2) I found out that the error occurs because an AXIS routine fails to
identify the proper boundaries of the multipart message and runs out of
the InputStream (obtained from the HttpServletRequest). Here is the
address of the failure:
org.apache.axis.attachments.MultiPartRelatedInputStream.<init>(Ljava.
lang.String;Ljava.io.InputStream;)V(MultiPartRelatedInputStream.java:336)
This constructor is called as a consequence of the use of
javax.xml.soap.MessageFactory.createMessage( with arguments ); which is
used to "internalize" the data received back into a SOAPMessage object.
This is the textbook example of how this should be done.
If you look at this (very fragile) code you will notice one very
important comment:
// after the first boundary each boundary will have a cr lf at the
beginning since after the data in any part there
// is a cr lf added to put the boundary at the begining of a line.
And so it is coded, after the first marker is found, a CR LF is added to
the start of the text ("boundary") being searched.
Corollary: If a boundary marker that is not the first one does not
start with CR LF it will not compare "equal" and will not be found by
AXIS MultiPartRelatedInputStream constructor.
3) Thanks to Vadim, I learned how to use Ethereal and could go back in
time to some previous life when I used to do such things frequently.

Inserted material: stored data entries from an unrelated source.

Issue #13552, opened 2025-01-25
[Feature]: Reducing dependencies


ijisol:
### Feature description

In the `@puppeteer/browsers` package, there are some dependencies for unpacking archive files: `extract-zip` for `.zip`, `tar-fs` for `.tar`, and `unbzip2-stream` for `.bz2`.

https://github.com/puppeteer/puppeteer/blob/bbf75db85352e245bfc1ee59b5ef06b1eb3cf18b/packages/browsers/src/fileUtil.ts#L70-L71

However, when uncompressing a '.xz' file, it seems to call the OS's native command instead of relying on node_modules dependencies.

If so, wouldn't it be possible to do the same in other formats?

I have a concern about the licensing of the `unbzip2-stream` package. https://github.com/regular/unbzip2-stream/issues/41

And from the perspective of someone who only uses `puppeteer-core` to manipulate Chrome that is already installed, the dependencies on unpacking is useless, so the fewer dependencies the better.

OrKoN:
bz2 format is only needed for some Firefox downloads so we could drop it after Firefox 135 is stable for some time. Firefox 135+ versions are published as a tar.xz archives. We generally prefer to use JavaScript modules to extract files to avoid cross-platform issues. Unfortunately, for xz there seems to be no good implementation as a node module so we decided to call the xz utility directly since it is only used for Linux builds of Firefox (while it is usually available on Linux systems by default that might not the case for Windows/MacOS). So if there is way to extract some of the formats in a cross-platform way so that no extra dependencies have to be installed on the host, we could drop dependencies for other formats but I do not think it would be feasible.

I think it would be possible to make these dependencies optional for puppeteer-core but it would require splitting the `@puppeteer/browsers` package into two

ijisol:
> I think it would be possible to make these dependencies optional for puppeteer-core but it would require splitting the @puppeteer/browsers package into two.

I think this is better solution.

OrKoN:
So after checking out the state of the utilities cross-platform: I think we can use xz and bzip2 on linux for Firefox downloads and drop unbzip2-stream. We cannot switch to using `tar` as `tar` for Windows seems to be incompatible with other tar implementations in that it is not seem to be possible to pipe the input to it even if you install xz and bzip2 on Windows (which seems to be available on GitHub Actions Windows). 

`extract-zip` could be replaced with calling yauzl directly.

[...]

PR #13572, opened 2025-02-01
refactor: use bzip2 utility for extracting Firefox archives

OrKoN:
Newer Firefox archives use the tar.xz format for which we rely on the xz utility anyway. With this PR we will also use bzip2 utility for older archives and drop the corresponding node module.

Related https://github.com/puppeteer/puppeteer/issues/13552


packages/browsers/src/fileUtil.ts
```diff
@@ -105,19 +92,60 @@ function createXzStream() {
...
+    const unpack = spawn(
+      internalConstantsForTesting[decompressUtilityName],
+      ['-d'],
+      {
+        stdio: ['pipe', 'pipe', 'inherit'],
+      },
+    )
+      .once('error', handleError(decompressUtilityName))
+      .once('exit', code => {
+        debugFileUtil(`${decompressUtilityName} exited, code=${code}`);
```
Lightning00Blade, line 142: Why don't we use handleError here?

packages/browsers/README.md
```diff
@@ -2,6 +2,13 @@
 
 Manage and launch browsers/drivers from a CLI or programmatically.
 
+## System requirements
+
+- Node: Latest LTS or newer versions.
```
Lightning00Blade: This line sound wrong, we currently support v18 as it still has Security updates.
Better reference the engines part in the package.json

packages/browsers/src/fileUtil.ts
OrKoN: There is no error provided to the exit event.

packages/browsers/README.md
OrKoN: Updated.

Lightning00Blade (approved):

PR #13591, opened 2025-02-05
fix: don't wait for activation if the connection is disconnected

Lightning00Blade:
Whenever the connection disconnects the `CDPSessionEvent.Disconnected`  on the sessions as well.
This triggers the waiting for frame activation but we know with no connection we won't receive it.

Should save 100ms when ever exiting Node Process after `browser.close()`;


OrKoN:
This seems to result in some persistent test failures (not sure why).

Lightning00Blade:
Those test looked like once that have flaked before, maybe this fixes the flakiness but not the issue? I will investigate.

test/TestExpectations.json
```diff
@@ -1138,6 +1131,13 @@
     "expectations": ["FAIL"],
     "comment": "Requires support for multiple sessions"
   },
+  {
+    "testIdPattern": "[launcher.spec] Launcher specs Puppeteer Browser.disconnect should reject waitForSelector when browser closes",
+    "platforms": ["darwin", "linux", "win32"],
+    "parameters": ["firefox", "webDriverBiDi"],
```
Lightning00Blade, line 1137: Test passes for Chrome BiDi

OrKoN (approved):

packages/puppeteer-core/src/cdp/CdpSession.ts
```diff
@@ -140,22 +144,23 @@ export class CdpCDPSession extends CDPSession {
...
+    this.#detached = true;
   }
 
   /**
    * @internal
    */
-  _onClosed(): void {
+  onClosed(): void {
     this.#callbacks.clear();
-    this.#connection = undefined;
```
alexey-pelykh, line 158: What was the rationale to introduce behavioral breaking change of `connection()` not returning `undefined` anymore after `_onClosed()` and at the same time make `get #closed()` private so that the state can not be accessed from the outside?

alexey-pelykh: I firmly believe this PR should've included also change alike https://github.com/puppeteer/puppeteer/pull/13613

Lightning00Blade: It was not intentional, but the there is no contract that enforces this behavior. 
If you were using this this was like using any other heuristic. 
As for why the close getter is private this is a private class so even if was not it would not be part of the public API.

alexey-pelykh: There's indeed no contract that enforces this behavior, however the `CDPSession` that `CdpCDPSession` implements is public, and `connection()` is not marked as internal (well, no explicitly public either).

PR #13598, opened 2025-02-07
ci: use one set-up

Lightning00Blade:
Blocked by - https://github.com/google/wireit/issues/1242


OrKoN:
@Lightning00Blade do you want to keep this PR?

Lightning00Blade:
While I think it would be nice, given that it's close we can closed it.

PR #5, opened 2021-02-10
[13.0][ADD] stock_warehouse_partner_security

ChristianSantamaria:
Add a group with reduced permissions for partners in Stock.


stock_picking_security/security/stock_security.xml
```diff
@@ -0,0 +1,82 @@
...
+        <record id="stock.menu_stock_scrap" model="ir.ui.menu">
+            <field name="groups_id" eval="[(4,ref('stock.group_stock_manager'))]"/>
+        </record>
+
+        <record id="stock.menu_procurement_compute" model="ir.ui.menu">
+            <field name="groups_id" eval="[(4,ref('stock.group_stock_manager'))]"/>
+        </record>
+
+        <record id="stock.group_stock_manager" model="res.groups">
+            <field name="implied_ids" eval="[(6, 0, [ref('stock_picking_security.group_stock_picking_partner'), ref('account.group_account_invoice')])]"/>
```
dalonsod: Tried to install, faced an error:
```
"External ID not found in the system: account.group_account_invoice" while evaluating
"[(6, 0, [ref('stock_picking_security.group_stock_picking_partner'), ref('account.group_account_invoice')])]
```
And that's right, making this addon depending on `stock`, `account` addon shouldn't be used.

You'd get the desired behavior changing this (maybe you should test it and check if `account` permissions are kept):

```suggestion
            <field name="implied_ids" eval="[(4,ref('stock_picking_security.group_stock_picking_partner'))]"/>
```

dalonsod (changes requested):
See comment. And commit history is not in a proper way yet, but it could be fixed later, don't worry

dalonsod:
@lmiguens-solvos what do you think about addon name (`stock_picking_security`)?

lmiguens-solvos:
> @lmiguens-solvos what do you think about addon name (`stock_picking_security`)?

Well, it is not very explicit about what it provides at the security level... does not indicate that I will only have permission for operations in my warehouses
But it may be too long to put something like: stock_picking_my_warehouses_restriction_security ??

dalonsod:
Well, I'd focus to `picking` term. The current changes are the following:
- The `Inventory` group hierarchy is changed: there's a new group inserted between `Users` a `Administrator` groups.
- `User` group now has lost several menu accesses, those ones are moved to `Administrator` group.

These changes have an scope greater than picking operations. Thus, we're redefining stock security schema a little bit...

lmiguens-solvos:
> Well, I'd focus to `picking` term. The current changes are the following:
> 
> * The `Inventory` group hierarchy is changed: there's a new group inserted between `Users` a `Administrator` groups.
> * `User` group now has lost several menu accesses, those ones are moved to `Administrator` group.
> 
> These changes have an scope greater than picking operations. Thus, we're redefining stock security schema a little bit...

ok, perhaps a name like stock_inventory_security would be better??

lmiguens-solvos (changes requested):
- It is also necessary to add access to the menu "Reports" -> "Inventory report" to make inventory adjustments from there
- Also add that this user can see the operations of the contact parent_id (user contact parent_id warehouse operations)

dalonsod:
> ok, perhaps a name like stock_inventory_security would be better??

`inventory` and `stock` are synonyms, at least in Odoo... maybe simply `stock_security`?

lmiguens-solvos:
> > ok, perhaps a name like stock_inventory_security would be better??
> 
> `inventory` and `stock` are synonyms, at least in Odoo... maybe simply `stock_security`?



> > ok, perhaps a name like stock_inventory_security would be better??
> 
> `inventory` and `stock` are synonyms, at least in Odoo... maybe simply `stock_security`?

And something more extensive that indicates the limitation introduced with this addon? 
something like stock_warehouse_partner_limited_security

dalonsod:
> And something more extensive that indicates the limitation introduced with this addon?
> something like stock_warehouse_partner_limited_security

OK, I propose `stock_warehouse_partner_security`, without "limited" :-)

Maybe this addon should be improved in the future with more groups with other requisites, but not right now.

dalonsod:
Closed and re-opened in #8

PR #6, opened 2021-02-12
[13.0] [FIX] stock_picking_auto_create_lot_product_supplier_date_eco: create lot if not exists to avoid possible duplicate restrictions

lmiguens-solvos:
Create lot if not exists to avoid possible duplicate restrictions


dalonsod:
Tested, LGTM. Done the following changes:
- Bump minor version on manifest according to a fix.
- Renamed commit from improvement to fix.
- cosmetic change on assignment (added spaces)

Merge is coming

PR #7, opened 2021-02-18
[13.0] [IMP] stock_picking_auto_create_lot_product_supplier_date_eco

lmiguens-solvos:
Add new process to create intermediate transfers (generating stock in the new lot that is automatically generated from the stock in the initial lot (declared))


dalonsod (approved):
Merging

PR #8, opened 2021-02-23
[13.0][ADD] stock_warehouse_partner_security

dalonsod:
Includes #5 and these new improvements and fixes:
- Pickings: instead of showing pickings depending on source and dest locations, pickings shown are those that belongs to allowed picking types for `Partners` group.
- Inventory report: prevent inventory quants creation from locations not allowed making permission checks within `create()` method (creation rules are bypassed in `stock` addon). Every location is listed to be selected, anyway.
- Rebase made in order to prevent merge conflicts with `13.0` branch.


dalonsod:
>     * Pickings: instead of showing pickings depending on source and dest locations, pickings shown are those that belongs to allowed picking types for `Partners` group.

@lmiguens-solvos do you agree, or some problems are expected with this change?

dalonsod:
@ChristianSantamaria could you test? Thanks!

lmiguens-solvos:
> > ```
> > * Pickings: instead of showing pickings depending on source and dest locations, pickings shown are those that belongs to allowed picking types for `Partners` group.
> > ```
> 
> @lmiguens-solvos do you agree, or some problems are expected with this change?

I think it may not achieve what you want. As the purchase orders will be made with the type of reception operation of the main warehouse, originating from the user's warehouse.

dalonsod:
OK, I'll revert the change

dalonsod:
New changes made:
* Partners now can only access to Transfers and Inventory Report. Dashboard access is removed.
* A new menu is created (_My operations_), with the two accesses described above. This menu is also avaliable for Inventory Administrator users
* _My Contact Transfers_ only shows those pickings whose contact is the related contact of the current user. Creating pinckings is disabled from this menu.
* _Inventory Report_ keeps the same functionality described in this PR, without major changes.

@lmiguens-solvos could you check?

lmiguens-solvos:
> * Partners now can only access to Transfers and Inventory Report. Dashboard access is removed.

They can access to Contacts menu, in which they have access to create a new contact and modify existing ones. I think it shouldn't. The other menus (Discuss, Calendar and Website) I think they have no problem because they are
In the Inventory menu they can access too to Master Data... is it possible to remove access from that menu?
Although they can then access an product from a picking, but they can't modify it, and that's fine.. 
Within the product edition, could access to the rules and routes buttons be removed?

> * A new menu is created (_My operations_), with the two accesses described above. This menu is also avaliable for Inventory Administrator users

Good idea

> * _My Contact Transfers_ only shows those pickings whose contact is the related contact of the current user. Creating pinckings is disabled from this menu.

checked

> * _Inventory Report_ keeps the same functionality described in this PR, without major changes.

checked

dalonsod:
> They can access to Contacts menu, in which they have access to create a new contact and modify existing ones. I think it shouldn't. The other menus (Discuss, Calendar and Website) I think they have no problem because they are

Those menus belongs to other applications, and those permissions should be discussed in other addons. Contacts write menu access is actually this group configuration:

imagen

> In the Inventory menu they can access too to Master Data... is it possible to remove access from that menu?

Not seen for me:

imagen

Try unistall and, then reinstall addon and reassign user to `Partner` group.

> Although they can then access an product from a picking, but they can't modify it, and that's fine..
Within the product edition, could access to the rules and routes buttons be removed?

OK, I'll check it

lmiguens-solvos:
> Those menus belongs to other applications, and those permissions should be discussed in other addons. Contacts write menu access is actually this group configuration:

ok, you are right. Sorry!



> Not seen for me:

I did what you told me: uninstalled and reinstalled, but it's the same, 
maybe I have more addons installed, but I can't find where to remove these permissions

image

dalonsod:
> Within the product edition, could access to the rules and routes buttons be removed?

I'm experiencing some problems trying this. These buttons are added by the following view (id. `product_form_view_procurement_button`):

https://github.com/odoo/odoo/blob/13.0/addons/stock/views/product_views.xml#L195

- _Reordering rules_ button (L257) could be hidden adding `group_stock_manager` to `groups`.
- but, both _Routes_ (L267) and _Putaway Rules_ (L273) buttons have already a `groups` configuration (`group_stock_multi_locations`), so adding the manager group won't take effect. Using `invisible` attribute doesn't appear to be possible here.

Looking at the whole view (enabled form `group_stock_user`), is it possible to disable it for Manager group, or we actually need some content of it?

lmiguens-solvos:
> Looking at the whole view (enabled form `group_stock_user`), is it possible to disable it for Manager group, or we actually need some content of it?

There would be no problem if no one had access to these buttons.
We would have access to the routes through the corresponding inventory menus.

dalonsod:
> There would be no problem if no one had access to these buttons.
We would have access to the routes through the corresponding inventory menus.

OK, view moved from `Users` to `Administrator` role.

Also added optional flag to hide `partner_id` column on tree view when the menu is the "My Contact Transfers" one.

lmiguens-solvos:
> > There would be no problem if no one had access to these buttons.
> > We would have access to the routes through the corresponding inventory menus.
> 
> OK, view moved from `Users` to `Administrator` role.
> 
> Also added optional flag to hide `partner_id` column on tree view when the menu is the "My Contact Transfers" one.

ok, I saw it and I think it can be like this

dalonsod:
> I did what you told me: uninstalled and reinstalled, but it's the same,
maybe I have more addons installed, but I can't find where to remove these permissions

At last fixed, thanks for the help

lmiguens-solvos (approved):
LGTM

dalonsod:
Squashed commits, proceeding to merge...

PR #10, opened 2021-03-04
[13.0][ADD] stock_picking_eco_tag

ChristianSantamaria:
Adds Eco Pdf Report in Stock Picking.

Translations missing


stock_picking_eco_tag/report/stock_picking_eco_tag_template.xml
```diff
@@ -0,0 +1,38 @@
...
+                        <t t-foreach="move.move_line_ids" t-as="move_line">
+                          <div style="display: inline-table; height: 160px; width: 367px; border: 1px solid black;">
+                            <div class="d-flex">
+                                <div style="display: -webkit-box; display: -webkit-flex; display: flex; -webkit-box-align: center; justify-content: center; align-items: center; margin-left: 3px; width: 35%">
+                                    <img t-attf-src="data:image/jpg;base64,{{ move.company_id.logo }}" style="width: 130px"/>
+                                </div>
+                                <div style="width: 65%; padding-left: 6px;" t-if="picking.move_lines">
+                                    <div style="padding-top: 5px;">
+                                        <p class="mb-0" style="font-size: 10px">Product: <t t-esc="move_line.product_id.name"/></p>
+                                        <p class="mb-0" style="font-size: 10px">Var / Cat: <t t-esc="move_line.product_id.pos_categ_id.name"/></p>
```
dalonsod: Wrong reference to a field (`pos_categ_id`) not linked in addon dependencies, if `point_of_sale` is not installed an error is fired. Please try `categ_id` instead.

dalonsod (changes requested):

stock_picking_eco_tag/report/stock_picking_eco_tag_template.xml
```diff
@@ -0,0 +1,38 @@
...
+                          <div style="display: inline-table; height: 160px; width: 367px; border: 1px solid black;">
+                            <div class="d-flex">
+                                <div style="display: -webkit-box; display: -webkit-flex; display: flex; -webkit-box-align: center; justify-content: center; align-items: center; margin-left: 3px; width: 35%">
+                                    <img t-attf-src="data:image/jpg;base64,{{ move.company_id.logo }}" style="width: 130px"/>
+                                </div>
+                                <div style="width: 65%; padding-left: 6px;" t-if="picking.move_lines">
+                                    <div style="padding-top: 5px;">
+                                        <p class="mb-0" style="font-size: 10px">Product: <t t-esc="move_line.product_id.name"/></p>
+                                        <p class="mb-0" style="font-size: 10px">Var / Cat: <t t-esc="move_line.product_id.categ_id.name[3:]"/></p>
+                                        <p class="mb-0" style="font-size: 10px">Net weight: <t t-esc="move_line.qty_done"/> <t t-esc="move_line.product_id.uom_id.name"/></p>
```
dalonsod: Missing numer format. A custom format related to user or picking partner should be required. @lmiguens-solvos 
- how many decimals should we need?
- lang format, related to Odoo user, or picking partner?

lmiguens-solvos: - We need 3 decimals. But this precision maybe from self.env['decimal.precision'].precision_get('Product Unit of Measure')
- About the language, I'm not sure, but maybe it should be the company language or picking partner... but it is possible tags should always go in one language?

dalonsod: > * We need 3 decimals. But this precision maybe from self.env['decimal.precision'].precision_get('Product Unit of Measure')

I think it should be possible. @ChristianSantamaria could you try?

> * About the language, I'm not sure, but maybe it should be the company language or picking partner... but it is possible tags should always go in one language?

It's possible creating a `res.config.settings` parameter, with an extra stuff. If you prefer it rather than the other options, that shoud be the way IMO.

lmiguens-solvos: On second thought ... perhaps the best may be the language of the picking.partner, right? 
So whoever receives the label, understand it (assuming it is generated in the picking of the sales order)

ChristianSantamaria: @dalonsod Yes of course, i start now

dalonsod: Then,
- quantity number format according picking partner language.
- decimal precision according @lmiguens-solvos requirements

stock_picking_eco_tag/report/stock_picking_eco_tag_template.xml
```diff
@@ -15,7 +15,8 @@
                                     <div style="padding-top: 5px;">
                                         <p class="mb-0" style="font-size: 10px">Product: <t t-esc="move_line.product_id.name"/></p>
                                         <p class="mb-0" style="font-size: 10px">Var / Cat: <t t-esc="move_line.product_id.categ_id.name[3:]"/></p>
-                                        <p class="mb-0" style="font-size: 10px">Net weight: <t t-esc="move_line.qty_done"/> <t t-esc="move_line.product_id.uom_id.name"/></p>
+                                        <t t-set="decimal_precision" t-value="request.env['decimal.precision'].precision_get('Product Unit of Measure')"/>
```
dalonsod: Is it possible to place this line outside `t-foreach` loop?

stock_picking_eco_tag/report/stock_picking_eco_tag_template.xml
```diff
@@ -15,7 +15,8 @@
...
+                                        <p class="mb-0" style="font-size: 10px">Net weight: <t t-esc="move_line.qty_done" t-options='{"widget": "float", "precision": decimal_precision}'/> <t t-esc="move_line.product_id.uom_id.name"/></p>
```
dalonsod: language selection for the unit of measure is not working. Changed partner language from `es` to `en`, this value remains in `es` language (the Odoo user language, probably). Maybe `t-esc` is the problem here.
Please try this (not tested):
```suggestion
                                        <p class="mb-0" style="font-size: 10px">Net weight: <t t-esc="move_line.qty_done" t-options='{"widget": "float", "precision": decimal_precision}'/> <span t-field="move_line.product_id.uom_id.name"/></p>
```

dalonsod (changes requested):
See comments

dalonsod:
@ChristianSantamaria if possible, please attach an screenshot with an example of the PDF result (with more than one line of tags, if possible), then @lmiguens-solvos could inspect it without locally testing the code

lmiguens-solvos:
> @ChristianSantamaria if possible, please attach an screenshot with an example of the PDF result (with more than one line of tags, if possible), then @lmiguens-solvos could inspect it without locally testing the code

LGTM. Except maybe the PDF margins ... But since the exact size is still pending ... right?
image

ChristianSantamaria:
@lmiguens-solvos have been faster than me :), and in the case of the page change it would be such that:
imagen

stock_picking_eco_tag/report/stock_picking_eco_tag_template.xml
ChristianSantamaria: Done

stock_picking_eco_tag/report/stock_picking_eco_tag_template.xml
dalonsod: This is still not working, only if user language is changed, that description is changed. @lmiguens-solvos maybe this issue needs some further investigation, and could be fixed later anyway. What do you think, is it ready to be merged?

lmiguens-solvos: Yes, I think you can merge it even if that detail remains

dalonsod (approved):
LGTM
@ChristianSantamaria  please squash commits

dalonsod:
Merging

PR #14, opened 2021-03-10
[13.0][ADD] stock_picking_move_line_descriptions

ChristianSantamaria:
Adds Description column of Purchase in Picking
imagen


stock_picking_move_line_descriptions/models/stock_move_line.py
```diff
@@ -0,0 +1,10 @@
+# © 2021 Solvos Consultoría Informática (<http://www.solvos.es>)
+# License LGPL-3.0 (http://www.gnu.org/licenses/lgpl-3.0.html)
+
+from odoo import fields, models
+
+
+class StockMoveLine(models.Model):
+    _inherit = "stock.move.line"
+    
+    description = fields.Char('Description', index=True, related='move_id.name', required=True)
```
dalonsod: Suggested:
```suggestion
    description = fields.Char(related='move_id.name')
```
- `string` attribute is automatically resolved by Odoo
- `index` is not required here IMO
- since this field is related read only, required has no sense.

stock_picking_move_line_descriptions/readme/DESCRIPTION.rst
```diff
@@ -0,0 +1 @@
+Adds Description column of Purchase in Picking
```
dalonsod: Suggested (description is for move lines; purchase order lines is only one of the possible origins):
```suggestion
Adds Description column to Picking Detailed Operations
```
The same in `__manifest__` file

dalonsod (commented):
Only code review

dalonsod (approved):
LGTM
@lmiguens-solvos maybe you could test in your local environment and verify if fills your requirements in a real situation

lmiguens-solvos:
> LGTM
> @lmiguens-solvos maybe you could test in your local environment and verify if fills your requirements in a real situation

LGTM.
This description is in purchase an sale picking, not only in purchase. 
It doesn't matter, it can be like this. Although it was necessary in purchases, and in sales it is surely repetitive with the name of the product, but it does not matter.
I tested in my environment, and after modifying my process of automatic generation of detailed operations (in which at first I did not put the move_id) and then going to put the move_id in order to have the description, it seems that everything is still fine and show the description that they need. 
Then, for me is ok, too.

dalonsod:
> This description is in purchase an sale picking, not only in purchase.
It doesn't matter, it can be like this. Although it was necessary in purchases, and in sales it is surely repetitive with the name of the product, but it does not matter.

Yes, since are several types and origins for pickings, maybe could be parametrized. Maybe in other improvement of this addon, if needed.

@ChristianSantamaria please squash commits and I'll merge it

PR #16, opened 2021-03-30
[13.0] [IMP] stock_picking_eco_tag: Add Craega logo

ChristianSantamaria:
Tag style update by adding the Craega logo.

When adding the new logo I found that the product with the name `ESPINAFRE PERPETUA / REMOLACHA DE FOLLA` broke the structure of the tag, everything had to be repositioned, as well as the font size to 9px.
There are two possible styles for tags: 

1. This is the current updated tag, the product with the long name becomes in two rows but two spaces are generated above and below the Biochousa logo.
imagen

2. With this option the product could be in only one line (for a while, until they create a product with a longer name), on the other hand, if the name is short, an empty space is created too large. And by placing the ecological logo under biochousa, it creates a space on its right. 
imagen

New style proposals are welcome


dalonsod:
OK, I'll test it locally ASAP. Regarding design questions, if (1) is correct for @lmiguens-solvos , I'd preserve it. Since we don't know if size is the final one, the design probably should be changed one more time, so we won't spend more time on it

stock_picking_eco_tag/__manifest__.py
```diff
@@ -7,7 +7,7 @@
     """,
     "author": "Solvos",
     "license": "LGPL-3",
-    "version": "13.0.1.0.0",
+    "version": "13.0.1.0.1",
```
dalonsod: This is an improvement, not a fix, so I'd prefer this version bump:
```suggestion
    "version": "13.0.2.0.0",
```

dalonsod (changes requested):
See comment

lmiguens-solvos:
> OK, I'll test it locally ASAP. Regarding design questions, if (1) is correct for @lmiguens-solvos , I'd preserve it. Since we don't know if size is the final one, the design probably should be changed one more time, so we won't spend more time on it

Yes, for me (1) is correct. I do not dislike the product with the long name becomes in two rows.
Perhaps logo CRAEGA too small, but I know that the space is very tight... 
An idea, I think the same width for Craega log as the leaf logo would be better, and move the address and other data of biochousa under the Biochousa logo... and the Biochousa logo adjusted at the top left... 
Well...  one label, multiple design ideas... 
But as David says: Since we don't know if size is the final one, the design probably should be changed one more time, so we won't spend more time on it...

ChristianSantamaria:
Due to the customer change the tags had to be redesigned to a vertical ticket style with a width of 8cm. The value of the attribute "CATEGORÍA" was also added in category.
Now the style of the tags are very simple, it is like this (8cm width x 10.5cm height):
imagen
But I also had other designs not so ticket like this: 
imagen
What do you think?

lmiguens-solvos:
> Due to the customer change the tags had to be redesigned to a vertical ticket style with a width of 8cm. The value of the attribute "CATEGORÍA" was also added in category.
> Now the style of the tags are very simple, it is like this (8cm width x 10.5cm height):
> imagen
> But I also had other designs not so ticket like this:
> imagen
> What do you think?

Well, a difficult decision,.. 
in a first visual I like the first one better, 
but it is clear that in the second the space is better used

dalonsod:
@ChristianSantamaria IMO second design is better. Maybe it need a minor adjustment ("From" line has no height enough)

stock_picking_eco_tag/models/stock_move_line.py
```diff
@@ -0,0 +1,18 @@
...
+
+    def lines_category_product(self):
+
+        for attribute in self.product_id.attribute_line_ids:
+            #if attribute.id = self.env.ref("stock_picking_eco_tag.product_attribute_category").id
+            if attribute.attribute_id.name == "CATEGORÍA":
+                if attribute.value_ids.name:
+                    return attribute.value_ids.name
+
+        return False
```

After some time looking and after learning some features of the tool, I
concluded that, except for the random numbers and the point where the
packets were split, the messages sent by Sun JavaMail RI and GNU Mail
were almost identical. A-L-M-O-S-T.
For some reason, perhaps some feature of Inetlib, perhaps because the
wrong Inetlib function is being called, the message generated when GNU
Mail is used does not have the LF on the headers of the parts, only CR.
As headers is an overloaded term in SOAP context, here is an example:
From Sun JavaMail RI:
^M
------=_Part_0_69510262.1116534622553^M
Content-Type: text/xml; charset=UTF-8^M
Content-Transfer-Encoding: binary^M
Content-Id: <334C15FC1CBBA36BFF64CF55A4016EF2>^M
^M
<soapenv:Envelope
soapenv:encodingStyle="http://schemas.xmlsoap.org/soap/encoding/"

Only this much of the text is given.